• _EXERCISE DESCRIPTION_: Across the records below, how many lines include the word "compile"? State only the number.

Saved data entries
□ □ □ □

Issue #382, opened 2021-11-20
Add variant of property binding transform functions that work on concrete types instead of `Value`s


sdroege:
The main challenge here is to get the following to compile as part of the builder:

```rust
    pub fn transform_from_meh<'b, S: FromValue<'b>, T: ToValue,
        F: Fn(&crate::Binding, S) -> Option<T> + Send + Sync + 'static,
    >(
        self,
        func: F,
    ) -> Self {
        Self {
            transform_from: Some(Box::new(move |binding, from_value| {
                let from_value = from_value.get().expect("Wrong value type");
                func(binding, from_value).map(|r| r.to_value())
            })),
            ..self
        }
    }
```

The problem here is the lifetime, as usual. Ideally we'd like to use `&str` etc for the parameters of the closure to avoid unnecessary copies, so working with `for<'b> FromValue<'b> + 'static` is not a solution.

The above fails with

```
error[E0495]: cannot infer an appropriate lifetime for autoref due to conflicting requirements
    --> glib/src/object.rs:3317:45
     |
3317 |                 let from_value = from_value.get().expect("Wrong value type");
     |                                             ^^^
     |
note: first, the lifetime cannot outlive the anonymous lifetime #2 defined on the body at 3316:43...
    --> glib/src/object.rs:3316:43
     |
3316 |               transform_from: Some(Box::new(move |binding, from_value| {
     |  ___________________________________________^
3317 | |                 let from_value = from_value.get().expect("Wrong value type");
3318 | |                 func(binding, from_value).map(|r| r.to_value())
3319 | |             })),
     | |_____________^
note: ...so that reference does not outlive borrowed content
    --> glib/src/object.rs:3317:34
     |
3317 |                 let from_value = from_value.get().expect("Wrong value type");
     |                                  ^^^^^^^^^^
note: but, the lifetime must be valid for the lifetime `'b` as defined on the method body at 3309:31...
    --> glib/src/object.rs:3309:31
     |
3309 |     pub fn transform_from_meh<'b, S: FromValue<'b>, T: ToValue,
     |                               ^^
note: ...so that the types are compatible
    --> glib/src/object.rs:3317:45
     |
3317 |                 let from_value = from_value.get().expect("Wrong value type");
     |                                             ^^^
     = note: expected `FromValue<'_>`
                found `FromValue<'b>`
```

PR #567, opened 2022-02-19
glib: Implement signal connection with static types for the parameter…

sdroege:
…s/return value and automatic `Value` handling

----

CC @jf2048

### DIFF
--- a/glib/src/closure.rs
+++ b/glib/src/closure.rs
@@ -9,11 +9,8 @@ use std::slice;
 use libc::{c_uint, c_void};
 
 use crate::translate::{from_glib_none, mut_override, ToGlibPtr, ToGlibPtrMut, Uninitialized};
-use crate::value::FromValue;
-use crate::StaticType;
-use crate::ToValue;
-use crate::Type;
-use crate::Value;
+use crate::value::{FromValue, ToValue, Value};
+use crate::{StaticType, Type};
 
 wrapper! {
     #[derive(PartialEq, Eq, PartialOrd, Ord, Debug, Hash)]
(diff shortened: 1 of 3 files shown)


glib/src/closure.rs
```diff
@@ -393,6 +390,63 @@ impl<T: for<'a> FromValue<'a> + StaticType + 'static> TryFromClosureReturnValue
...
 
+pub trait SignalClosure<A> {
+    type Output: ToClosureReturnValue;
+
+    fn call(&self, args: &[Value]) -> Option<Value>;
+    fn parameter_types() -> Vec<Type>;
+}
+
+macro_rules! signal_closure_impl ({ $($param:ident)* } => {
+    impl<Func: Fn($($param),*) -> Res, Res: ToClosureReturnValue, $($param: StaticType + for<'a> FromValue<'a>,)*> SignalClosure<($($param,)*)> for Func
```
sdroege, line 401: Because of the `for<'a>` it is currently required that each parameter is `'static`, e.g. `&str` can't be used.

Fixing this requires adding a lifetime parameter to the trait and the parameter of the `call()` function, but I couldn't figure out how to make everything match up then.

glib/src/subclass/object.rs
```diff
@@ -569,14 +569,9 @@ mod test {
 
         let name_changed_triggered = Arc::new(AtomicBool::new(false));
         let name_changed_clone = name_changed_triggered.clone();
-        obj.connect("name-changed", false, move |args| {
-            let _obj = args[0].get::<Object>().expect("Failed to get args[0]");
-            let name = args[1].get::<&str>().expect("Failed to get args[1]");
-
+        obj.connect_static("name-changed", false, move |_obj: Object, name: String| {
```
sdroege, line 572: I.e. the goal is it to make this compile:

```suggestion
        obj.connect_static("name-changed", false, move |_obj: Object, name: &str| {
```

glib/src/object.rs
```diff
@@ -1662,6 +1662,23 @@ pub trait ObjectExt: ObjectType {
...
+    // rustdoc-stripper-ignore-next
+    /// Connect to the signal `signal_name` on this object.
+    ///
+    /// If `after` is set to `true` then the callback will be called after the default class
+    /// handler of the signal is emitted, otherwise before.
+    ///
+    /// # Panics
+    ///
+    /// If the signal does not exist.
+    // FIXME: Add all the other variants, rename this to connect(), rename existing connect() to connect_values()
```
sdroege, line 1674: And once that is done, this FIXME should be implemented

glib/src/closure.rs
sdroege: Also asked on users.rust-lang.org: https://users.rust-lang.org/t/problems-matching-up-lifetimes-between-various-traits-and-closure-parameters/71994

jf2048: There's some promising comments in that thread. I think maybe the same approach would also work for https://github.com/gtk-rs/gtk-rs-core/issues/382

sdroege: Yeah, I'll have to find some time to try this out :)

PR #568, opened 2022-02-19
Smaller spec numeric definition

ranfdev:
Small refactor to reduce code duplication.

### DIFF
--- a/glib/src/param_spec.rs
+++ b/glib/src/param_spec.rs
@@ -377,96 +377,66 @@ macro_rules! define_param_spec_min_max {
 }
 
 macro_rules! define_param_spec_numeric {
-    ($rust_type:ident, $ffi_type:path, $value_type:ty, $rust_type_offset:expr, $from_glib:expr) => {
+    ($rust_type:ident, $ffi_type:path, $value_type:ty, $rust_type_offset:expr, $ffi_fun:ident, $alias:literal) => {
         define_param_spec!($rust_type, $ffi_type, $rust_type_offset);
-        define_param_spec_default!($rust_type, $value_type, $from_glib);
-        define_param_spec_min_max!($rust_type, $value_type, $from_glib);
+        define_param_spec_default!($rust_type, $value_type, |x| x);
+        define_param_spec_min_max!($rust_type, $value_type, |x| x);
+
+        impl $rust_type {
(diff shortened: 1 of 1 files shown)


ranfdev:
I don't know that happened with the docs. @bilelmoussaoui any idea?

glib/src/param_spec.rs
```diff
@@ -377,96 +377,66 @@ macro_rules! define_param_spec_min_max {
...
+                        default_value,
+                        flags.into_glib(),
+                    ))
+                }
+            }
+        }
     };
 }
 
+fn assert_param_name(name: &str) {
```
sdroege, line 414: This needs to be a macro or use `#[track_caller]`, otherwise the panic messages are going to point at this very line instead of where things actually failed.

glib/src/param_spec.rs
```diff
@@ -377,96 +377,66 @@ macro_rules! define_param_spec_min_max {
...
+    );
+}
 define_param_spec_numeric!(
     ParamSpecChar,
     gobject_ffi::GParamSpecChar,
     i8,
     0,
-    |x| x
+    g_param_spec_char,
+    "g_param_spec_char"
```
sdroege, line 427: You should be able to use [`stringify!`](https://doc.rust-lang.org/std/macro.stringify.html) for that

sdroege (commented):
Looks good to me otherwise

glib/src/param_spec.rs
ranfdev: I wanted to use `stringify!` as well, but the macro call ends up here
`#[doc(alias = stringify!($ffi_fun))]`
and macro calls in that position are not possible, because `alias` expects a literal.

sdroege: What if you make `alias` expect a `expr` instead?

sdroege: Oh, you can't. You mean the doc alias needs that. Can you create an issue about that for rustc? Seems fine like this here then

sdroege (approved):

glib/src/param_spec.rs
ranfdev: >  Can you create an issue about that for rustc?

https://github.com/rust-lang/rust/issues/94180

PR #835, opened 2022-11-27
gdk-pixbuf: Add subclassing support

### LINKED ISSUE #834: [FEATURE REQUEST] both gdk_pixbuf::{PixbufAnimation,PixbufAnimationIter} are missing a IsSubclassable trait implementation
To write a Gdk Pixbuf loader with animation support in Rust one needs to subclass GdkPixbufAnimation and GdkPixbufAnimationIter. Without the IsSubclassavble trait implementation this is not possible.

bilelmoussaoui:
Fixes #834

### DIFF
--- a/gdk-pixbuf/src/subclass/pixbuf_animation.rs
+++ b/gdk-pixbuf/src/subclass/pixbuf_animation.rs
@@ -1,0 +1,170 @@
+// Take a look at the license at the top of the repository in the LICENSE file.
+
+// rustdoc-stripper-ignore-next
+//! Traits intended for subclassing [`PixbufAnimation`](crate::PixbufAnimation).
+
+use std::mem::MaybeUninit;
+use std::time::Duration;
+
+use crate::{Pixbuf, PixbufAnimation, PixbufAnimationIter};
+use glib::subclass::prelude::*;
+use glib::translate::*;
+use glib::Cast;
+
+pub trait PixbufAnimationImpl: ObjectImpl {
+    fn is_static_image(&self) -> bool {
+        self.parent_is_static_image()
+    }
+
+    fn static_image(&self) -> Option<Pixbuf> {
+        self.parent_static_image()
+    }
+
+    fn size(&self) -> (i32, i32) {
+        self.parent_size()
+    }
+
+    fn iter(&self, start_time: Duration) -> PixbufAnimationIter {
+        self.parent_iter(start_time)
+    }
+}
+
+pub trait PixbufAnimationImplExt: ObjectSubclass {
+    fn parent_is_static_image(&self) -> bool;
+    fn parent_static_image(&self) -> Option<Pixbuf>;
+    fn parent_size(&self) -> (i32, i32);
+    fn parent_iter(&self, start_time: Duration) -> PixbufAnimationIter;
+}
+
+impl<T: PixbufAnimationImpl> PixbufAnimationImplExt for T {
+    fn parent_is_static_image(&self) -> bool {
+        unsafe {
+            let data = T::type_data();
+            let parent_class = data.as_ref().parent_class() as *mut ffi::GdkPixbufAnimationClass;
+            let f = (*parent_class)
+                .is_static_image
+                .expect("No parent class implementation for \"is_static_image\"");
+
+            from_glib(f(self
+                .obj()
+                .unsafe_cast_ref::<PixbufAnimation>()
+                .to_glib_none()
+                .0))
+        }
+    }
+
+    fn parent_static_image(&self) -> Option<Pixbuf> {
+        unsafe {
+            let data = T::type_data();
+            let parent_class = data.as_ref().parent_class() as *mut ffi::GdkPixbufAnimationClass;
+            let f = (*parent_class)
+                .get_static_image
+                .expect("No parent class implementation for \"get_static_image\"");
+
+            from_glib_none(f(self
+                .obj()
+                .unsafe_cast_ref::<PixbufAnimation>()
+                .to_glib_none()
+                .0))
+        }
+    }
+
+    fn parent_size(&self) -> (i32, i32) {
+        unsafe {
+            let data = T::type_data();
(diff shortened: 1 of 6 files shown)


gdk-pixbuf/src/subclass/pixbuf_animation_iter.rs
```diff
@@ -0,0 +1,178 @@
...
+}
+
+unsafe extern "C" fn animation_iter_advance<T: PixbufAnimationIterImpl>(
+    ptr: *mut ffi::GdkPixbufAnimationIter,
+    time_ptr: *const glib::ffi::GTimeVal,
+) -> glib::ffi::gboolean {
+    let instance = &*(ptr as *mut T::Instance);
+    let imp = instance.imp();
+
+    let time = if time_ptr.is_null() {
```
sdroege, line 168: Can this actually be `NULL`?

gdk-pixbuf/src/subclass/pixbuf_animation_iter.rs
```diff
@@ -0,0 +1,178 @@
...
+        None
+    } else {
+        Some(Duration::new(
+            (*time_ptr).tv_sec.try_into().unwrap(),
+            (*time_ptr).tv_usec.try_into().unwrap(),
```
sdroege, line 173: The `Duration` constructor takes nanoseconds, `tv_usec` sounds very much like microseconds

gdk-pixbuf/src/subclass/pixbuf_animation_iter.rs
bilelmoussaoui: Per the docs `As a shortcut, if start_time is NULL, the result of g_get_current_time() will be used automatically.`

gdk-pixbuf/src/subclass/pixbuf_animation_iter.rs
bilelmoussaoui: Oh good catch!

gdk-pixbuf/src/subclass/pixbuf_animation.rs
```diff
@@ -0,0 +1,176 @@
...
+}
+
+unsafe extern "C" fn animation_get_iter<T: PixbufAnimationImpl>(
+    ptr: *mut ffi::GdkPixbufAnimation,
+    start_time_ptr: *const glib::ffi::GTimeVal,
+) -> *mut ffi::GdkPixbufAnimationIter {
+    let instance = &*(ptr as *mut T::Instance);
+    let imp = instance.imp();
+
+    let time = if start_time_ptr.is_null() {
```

□ □ □ □

• _OUTPUT FOR THIS TASK_: 2